__Task directions__
Output the data below in full, byte for byte. Nothing may differ.

__Given records__
PR #91, opened 2025-07-15
fix: Conditionally import typing-extensions (#90)

### LINKED ISSUE #90: ImportError caused by typing-extensions
Hi,

I've noticed that since support for Python 3.10 was added (727cc55c11ca1f5d813139f6a153fdaac63c62be), typing-extensions has been listed in the pyproject.toml as a dependency when using Python <= 3.10. 

This is causing an ImportError crash for me on Python 3.13 because typing-extensions doesn't get installed alongside dataframely, but it is imported unconditionally (e.g. [see here](https://github.com/Quantco/dataframely/blob/7a12bc6a310cc7641d9cb875d00b05f822c3b9f7/dataframely/_base_collection.py#L14))

To avoid this, typing-extensions can be imported conditionally, eg:

```python
import sys

if sys.version_info >= (3, 10):
    from typing import Self
else:
    from typing_extensions import Self
```

I'm happy to make a PR for this if you like.

Thanks

jhall-bp:
# Motivation

This PR is to resolve #90. typing-extensions is listed as a dependency when using Python 3.10 or earlier, but is always imported from leading to ImportErrors when using dataframely on newer Python versions.

# Changes

I have changed imports from the typing_extensions module that were added to support Python 3.10 from:

```python
from typing_extensions import X
```

to:

```python
import sys
if sys.version_info > (3, 10):
    from typing import X
else:
    from typing_extensions import X
```

This means that Unpack, NotRequired, and Self are imported from typing when using 3.11 or newer and from typing_extensions otherwise.

### DIFF
--- a/dataframely/_base_collection.py
+++ b/dataframely/_base_collection.py
@@ -3,6 +3,7 @@
 
 from __future__ import annotations
 
+import sys
 import textwrap
 import typing
 from abc import ABCMeta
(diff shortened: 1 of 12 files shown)


borchero (approved):
Thanks @jhall-bp! Turns out `> (3, 10)` is different to `>= (3, 11)` since `(3, 10, 8) > (3, 10)` evaluates to `True`, so, I changed this myself to make a release asap :smile:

__Your response__
PR #91, opened 2025-07-15
fix: Conditionally import typing-extensions (#90)

### LINKED ISSUE #90: ImportError caused by typing-extensions
Hi,

I've noticed that since support for Python 3.10 was added (727cc55c11ca1f5d813139f6a153fdaac63c62be), typing-extensions has been listed in the pyproject.toml as a dependency when using Python <= 3.10. 

This is causing an ImportError crash for me on Python 3.13 because typing-extensions doesn't get installed alongside dataframely, but it is imported unconditionally (e.g. [see here](https://github.com/Quantco/dataframely/blob/7a12bc6a310cc7641d9cb875d00b05f822c3b9f7/dataframely/_base_collection.py#L14))

To avoid this, typing-extensions can be imported conditionally, eg:

```python
import sys

if sys.version_info >= (3, 10):
    from typing import Self
else:
    from typing_extensions import Self
```

I'm happy to make a PR for this if you like.

Thanks

jhall-bp:
# Motivation

This PR is to resolve #90. typing-extensions is listed as a dependency when using Python 3.10 or earlier, but is always imported from leading to ImportErrors when using dataframely on newer Python versions.

# Changes

I have changed imports from the typing_extensions module that were added to support Python 3.10 from:

```python
from typing_extensions import X
```

to:

```python
import sys
if sys.version_info > (3, 10):
    from typing import X
else:
    from typing_extensions import X
```

This means that Unpack, NotRequired, and Self are imported from typing when using 3.11 or newer and from typing_extensions otherwise.

### DIFF
--- a/dataframely/_base_collection.py
+++ b/dataframely/_base_collection.py
@@ -3,6 +3,7 @@
 
 from __future__ import annotations
 
+import sys
 import textwrap
 import typing
 from abc import ABCMeta
(diff shortened: 1 of 12 files shown)


borchero (approved):
Thanks @jhall-bp! Turns out `> (3, 10)` is different to `>= (3, 11)` since `(3, 10, 8) > (3, 10)` evaluates to `True`, so, I changed this myself to make a release asap :smile:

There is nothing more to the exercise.